As of this writing, Congress has not passed legislation to accelerate the decrease in the lifetime estate and gift tax exemption, increase taxation of capital gains, or eliminate the “step-up in basis” on capital assets upon death.
Regardless of any pending legislation, it is important to note that the historically high Trump era lifetime estate and gift tax exemption will automatically decrease to approximately $6.2 million after December 31, 2025, from its current $11.7 million.
For individuals that would otherwise have a taxable estate worth more than $6.2 million if they died after 2025, there is obviously good reason to use up the remaining exemption before 2025; however, it is not clear that such persons should make a substantial gift as soon as they possibly can.
For individuals who believe their net worth may decrease in the next few years (such as, in the wake of a stock market correction) and who have assets worth more than the current exemption amount, it may be prudent to wait until such a decline to take advantage of a portion of the exemption. (i.e., so that one is not in a situation where the transferred assets are counted at their high value for purposes of determining how much exemption has been used up, but then subsequently decline in value after the transfer.)
A person in this situation may choose not to attempt to “time the market” and instead spread the risk of a major post-transfer decline by making several gifts over the next few years. A counterpoint to this line of thought is that for individuals who believe their assets are likely to increase in value, it would be best to make gifts of the assets right now so that the increase in value happens after the transfer and does not use up the further exemption.

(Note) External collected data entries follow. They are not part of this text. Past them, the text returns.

PR #123, opened 2021-08-06
Fixing saturation indicator bug

### LINKED ISSUE #45: Different None types calculating the mapping saturation indicator
Calculating the Mapping Saturation Indicator, multiple expression for no data available/calculation not possible are used. The growth and saturation rate are sometimes labelled as "NULL" and sometimes as "nan". 

When "NULL" appears, the result label is always "undefined", however the result value is either "-1" or "Null".

When "nan" appears, the result label is always "yellow" and the result value is "0,5". In this case, the result description does not state that the indicator could not be calculated, but creates a wrong description in the way it does for succesful calculations (--> "with a growth rate of nan.")

NullNanBug

hn437:
Prevent the mapping saturation indicator from returning nan-Values as result if data is available. See Issue #45 for bug description

### Corresponding issue
Closes #45 

-

### Checklist

### DIFF
--- a/workers/ohsome_quality_analyst/indicators/mapping_saturation/sigmoid_curve.py
+++ b/workers/ohsome_quality_analyst/indicators/mapping_saturation/sigmoid_curve.py
@@ -1022,25 +1022,26 @@ class sigmoidCurve:
             "logistic4",
             "logistic5",
         ]
-
-        def check_no_nan_element(element):
-            return not math.isnan(element)
-
         # initial values for the single sigmoid curve
         initParamsSingle = self.initparamsingle(df1.li, df1.yValues)
         errorsListSingle = []
         if not math.isnan(initParamsSingle[3]):
             inits5curves = self.sortInits5curves(df1.li, df1.yValues)
+            # add up the 2 lists and then check each of the 4 values,
+            # if they are not nan
             validity_result = all(
-                map(
-                    check_no_nan_element,
-                    [
-                        math.fsum(inits5curves[0]),
-                        math.fsum(inits5curves[1]),
-                        inits5curves[2],
-                        inits5curves[3],
-                    ],
-                )
+                [
+                    not x
+                    for x in map(
+                        math.isnan,
+                        [
+                            math.fsum(inits5curves[0]),
+                            math.fsum(inits5curves[1]),
+                            inits5curves[2],
+                            inits5curves[3],
+                        ],
+                    )
+                ]
             )
             if validity_result is True:
                 # get possible xmids
@@ -1078,15 +1079,18 @@ class sigmoidCurve:
             errorsListSingle = []
             inits5curves = self.sortInits5curves(df1.li, df1.yValues)
             validity_result = all(
-                map(
-                    check_no_nan_element,
-                    [
-                        math.fsum(inits5curves[0]),
-                        math.fsum(inits5curves[1]),
-                        inits5curves[2],
-                        inits5curves[3],
-                    ],
-                )
+                [
+                    not x
+                    for x in map(
+                        math.isnan,
+                        [
+                            math.fsum(inits5curves[0]),
+                            math.fsum(inits5curves[1]),
+                            inits5curves[2],
+                            inits5curves[3],
+                        ],
+                    )
+                ]
             )
             if validity_result is True:
                 # get possible xmids
--- a/workers/ohsome_quality_analyst/indicators/mapping_saturation/sigmoid_curve.py
+++ b/workers/ohsome_quality_analyst/indicators/mapping_saturation/sigmoid_curve.py
@@ -1022,12 +1022,27 @@ class sigmoidCurve:
             "logistic4",
             "logistic5",
         ]
+
+        def check_no_nan_element(element):
+            return not math.isnan(element)
+
         # initial values for the single sigmoid curve
         initParamsSingle = self.initparamsingle(df1.li, df1.yValues)
         errorsListSingle = []
         if not math.isnan(initParamsSingle[3]):
             inits5curves = self.sortInits5curves(df1.li, df1.yValues)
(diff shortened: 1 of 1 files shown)


hn437:
Change to prevent the bug at the moment: Instead of checking a single parameter for nan-values, check all values within the 4 parameters for nan-values and use else-clause if nan-values do exist

joker234:
Is `inf` a valid outcome we want to allow? If not you could reduce your check to something like this:
```
all(map(math.isfinite, a))
```
with `a` as your input list

hn437:
> Is `inf` a valid outcome we want to allow? If not you could reduce your check to something like this:
> 
> ```
> all(map(math.isfinite, a))
> ```
> 
> with `a` as your input list

yes, but you need to check 2 lists and 2 floats which are all written in one tuple. therefore you need to handle the first to elements differently than the last two. and you need to check the results for each element within the nested list as well as the other float elements in the tuple

hn437:
> > Is `inf` a valid outcome we want to allow? If not you could reduce your check to something like this:
> > ```
> > all(map(math.isfinite, a))
> > ```
> > 
> > 
> >     
> >       
> >     
> > 
> >       
> >     
> > 
> >     
> >   
> > with `a` as your input list
> 
> no, but you need to check 2 lists and 2 floats which are all written in one tuple. therefore you need to handle the first to elements differently than the last two. and you need to check the results for each element within the nested list as well as the other float elements in the tuple

so you could replace it with this
`
validity_result = all(
                [
                    all(map(math.isfinite, inits5curves[0])),
                    all(map(math.isfinite, inits5curves[1])),
                    math.isfinite(inits5curves[2]),
                    math.isfinite(inits5curves[3]),
                ]
            )
`

is this prefered?

joker234:
> …
> so you could replace this:
> `validity_result = all( [ not x for x in map( math.isnan, [ math.fsum( inits5curves[0] ), math.fsum(inits5curves[1]), inits5curves[2], inits5curves[3], ], ) ] )`
> with this
> `validity_result = all( [ all(map(math.isfinite, inits5curves[0])), all(map(math.isfinite, inits5curves[1])), math.isfinite(inits5curves[2]), math.isfinite(inits5curves[3]), ] )`
> 
> is this prefered?

I meant something like this, it's just a little bit shorter and you don't have to use that much nesting layers ;)
```python
validity_result = all(map(math.isfinite, [*inits5curves[0] *inits5curves[1], inits5curves[2], inits5curves[3]]))
```

hn437:
> > …
> > so you could replace this:
> > `validity_result = all( [ not x for x in map( math.isnan, [ math.fsum( inits5curves[0] ), math.fsum(inits5curves[1]), inits5curves[2], inits5curves[3], ], ) ] )`
> > with this
> > `validity_result = all( [ all(map(math.isfinite, inits5curves[0])), all(map(math.isfinite, inits5curves[1])), math.isfinite(inits5curves[2]), math.isfinite(inits5curves[3]), ] )`
> > is this prefered?
> 
> I meant something like this, it's just a little bit shorter and you don't have to use that much nesting layers ;)
> 
> ```python
> validity_result = all(map(math.isfinite, [*inits5curves[0] *inits5curves[1], inits5curves[2], inits5curves[3]]))
> ```

Okay, thank you! Didn't knew you could use the * like that... implemented it!

workers/ohsome_quality_analyst/indicators/mapping_saturation/sigmoid_curve.py
```diff
@@ -1027,7 +1027,20 @@ def getBestFittingCurve(self, preprocessing_results: Dict) -> list:
         errorsListSingle = []
         if not math.isnan(initParamsSingle[3]):
             inits5curves = self.sortInits5curves(df1.li, df1.yValues)
-            if not math.isnan(inits5curves[3]):
+            # add up the 2 lists and then check each of the 4 values,
+            # if they are not nan
+            validity_result = all(  # check if all elements are true
+                map(
+                    math.isfinite,  # check if number is finite --> excludes nan
```
matthiasschaub, line 1034: Why do you use `isfinite` instead of the more explicit and easier to understand `ìsnan`?

workers/tests/integrationtests/test_indicator_mapping_saturation.py
```diff
@@ -57,6 +58,26 @@ def test_cannot_convert_nan_error(self):
         indicator.calculate()
         indicator.create_figure()
 
+    @oqt_vcr.use_cassette()
+    def test_avoiding_nan_in_sigmoid_curve(self):
+        """In some areas which contain mapped features, but mapping has happened in very
+        few contributions, sometimes not all curves could be calculated correctly and
+        those were chosen as the best-fitting curve. As a result, the output contained
+        nan-values instead of data or None values. This test checks the fix which avoids
+        choosing a curve containing nan values"""
```
matthiasschaub, line 67: I would try to write pep conform docstrings: https://www.python.org/dev/peps/pep-0257/#multi-line-docstrings

> Multi-line docstrings consist of a summary line just like a one-line docstring, followed by a blank line, followed by a more elaborate description.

Further, there is also a partial tradeoff between gifting assets during life and retaining assets in one’s name until death. Gifting assets during life avoids the estate tax at death but causes the assets to be subject to capital gains tax when the trust or other recipient eventually sells them. Conversely, retaining assets in one’s name until death, causes the assets to be subject to estate tax at death and gives a “step-up in basis” that can afford the recipient substantial savings on capital gains taxes upon sale of assets in the future. The bottom line is that a reliable answer cannot be gotten just by looking at the dollar value of one’s assets: built-in-gain of the assets and their likely changes in value in the next few years are relevant. As always, the personal goals of the client and the needs of the future recipient(s) are also relevant.
Though we are in a time of political and economic uncertainty, the ultimate answer is the same as always. The most prudent way to plan for the future is to have a thorough review of your assets, family circumstances, and economic goals with both your attorney and your financial advisor.